Au Togo, le marché est un théâtre vivant où se mêlent ingéniosité, débrouillardise et parfois… un certain mépris des règles. Dans nos rues et nos échoppes, des produits ou pratiques officiellement interdits s’échangent comme si de rien n’était.
Voici cinq exemples flagrants d’éléments illégaux qui, malgré les interdictions, restent ancrés dans notre quotidien.
- Le sachet plastique noir : l’indispensable interdit
Officiellement bannis pour des raisons environnementales, les sachets plastiques noirs non biodégradables continuent de trôner dans nos marchés. Utilisés pour emballer les arachides, les botokoin ou même les petites courses du jour, ils sont partout. Les alternatives biodégradables peinent à s’imposer face à la praticité des sachets plastiques noirs et leur faible coût. Résultat : on les achète, on les vend, on les jette, comme si l’interdiction n’avait jamais existé.
- Les croupions de dinde : un mystère savoureux
Introuvables dans les circuits officiels de gros et chez les semi-grossistes, les croupions de dinde inondent pourtant les marchés au détail. D’où viennent-ils ? Comment arrivent-ils en si grandes quantités dans les assiettes togolaises ? Ces morceaux de luxe, prisés pour leur goût, semblent surgir de nulle part, échappant aux contrôles sanitaires et aux circuits légaux. Une énigme que personne ne cherche vraiment à résoudre. L’essentiel est de profiter d’Adokougbi, ce plaisir coupable collectif.

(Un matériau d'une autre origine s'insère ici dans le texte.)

PR #691, opened 2022-10-25
New configs and updates for simplified login flow i1

itsmeichigo:
Part of https://github.com/woocommerce/woocommerce-ios/issues/7899, https://github.com/woocommerce/woocommerce-ios/issues/7900, and https://github.com/woocommerce/woocommerce-ios/issues/7901.
## Description
This PR adds a few updates to support the simplified login flow in the Woo app. We planned to duplicate the screens, but it seems to take so much more time, so I went for conditional checks instead.
- New config `enableSimplifiedLoginI1` to update the prologue, get started, and password screens to not mention the WP.com account during login.
- New config `enableSiteCreationForSimplifiedLoginI1` to show the secondary button in the prologue screen for simplified login.
- New delegate method `showSiteCreation` to ask the host app to navigate to site creation when the site creation button on the prologue screen is tapped.
- Prologue screen: new buttons for simplified login.
- Get Started screen: Pin the Continue button to the bottom for simplified login
- Password screen: show instruction text for WP.com password in simplified login (I'm keeping the screen for WP.org password as-is).

## Testing
Please follow the PR https://github.com/woocommerce/woocommerce-ios/pull/7929 for instructions to test the changes here.

### DIFF
--- a/WordPressAuthenticator/Authenticator/WordPressAuthenticatorDelegateProtocol.swift
+++ b/WordPressAuthenticator/Authenticator/WordPressAuthenticatorDelegateProtocol.swift
@@ -105,6 +105,15 @@ public protocol WordPressAuthenticatorDelegate: AnyObject {
     ///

- L’essence de contrebande : le carburant des zémidjans
Malgré les campagnes des autorités pour enrayer le commerce de l’essence frelatée, le « boudè » reste le choix privilégié des moto-taxis. Moins chère que celle des stations-service, plus digne de confiance aux yeux de certains que les litres des pompes, cette essence venue des frontières circule dans des bouteilles ou des bidons, souvent au mépris de la sécurité. Les saisies et les discours officiels n’y changent rien : pour beaucoup, c’est une question de confiance.
- La chicha : le plaisir toxique qui persiste
Récemment interdite dans le cadre de la lutte contre les stupéfiants, pour ses effets néfastes sur la santé et la préservation de la jeunesse, la chicha a disparu des bars et des lieux publics, mais elle n’a pas dit son dernier mot. Si les établissements ont dû ranger leurs chichas, l’usage privé, lui, reste bien vivant. Entre amis, dans les cours ou les salons, elle demeure un symbole de « chill et vibe », même si elle empoisonne discrètement les poumons de ses adeptes. L’interdiction a changé les lieux, pas les habitudes.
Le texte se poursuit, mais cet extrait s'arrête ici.